The University of Michigan has published a Survey of Consumers it carried out and it revealed that consumer sentiment has had a setback by 4.8% to settle at 67.2 in the opening month of the year. This latest decline is the lowest point of the Consumer Sentiment Index since November 2011. The figures provided also add up to a 14.9% year-on-year decline.
Richard Curtin who is the Chief Economist of the Survey of Consumers said that consumer sentiments dropped all through January, causing a total loss of 4.8% which made the percentage fall to its lowest point since November 2011. He said further that the present dwindle is a result of two steep declines differentiated by a short interlude of high optimism. The first sharp decline happened in two months. It was a 28.9% dip in market optimism from February down to April 2020 caused by the economic shutdown.
Confidence had a strong bounce-back towards the end of 2020, increasing to 23% as of April 2021. The gains were however recoiled in the course of the last 9 months as the Sentiment index fell by 23.9%.
Analysts say the COVID-19 Omicron and Delta variants were mainly responsible for the decline but the effect of other factors cannot be overlooked. Although some of these other factors may have first been triggered by COVID, they have become recognized as independent factors determining consumer sentiments in themselves.
As the essential working-class and supply chains network have caused the first increments in wages and prices, the wage-to-price spiral that followed I am no more attached to the precursor situations. Spending in individual households had peaked and was supported by a fast rate of increasing stock and housing prices that will possibly turn a negative trend within a year.

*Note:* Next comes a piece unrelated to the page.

Issue #1804, opened 2026-03-21
[BUG]: cudaGraphGetEdges() suffers use-after-free for cudaGraphEdgeData


galv:
### Is this a duplicate?

- [x] I confirmed there appear to be no [duplicate issues](https://github.com/NVIDIA/cuda-python/issues) for this bug and that I agree to the [Code of Conduct](CODE_OF_CONDUCT.md)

On a larger scale, people are losing confidence in government economic plans and policies, and it is at its weakest point since 2014. The political situation in Eastern Europe may also add to COVID’s effects and economic relations with other countries.
The aim of the Federal Reserve for coming up with a monetary policy to increase interest rates by March is to rein in the fledgling inflation trying to go out of control, and the issues of reducing incomes. Nevertheless, consumers have the potential to misconstrue it as a policy to slow down the economy.
Curtin said further that the current trouble is that consumers generally may overreact to government policies as a result of uncertain outcomes surrounding the pandemic and political risks across the world. He mentioned that policy communications must ensure that consumers understand the economic situation and balances involved.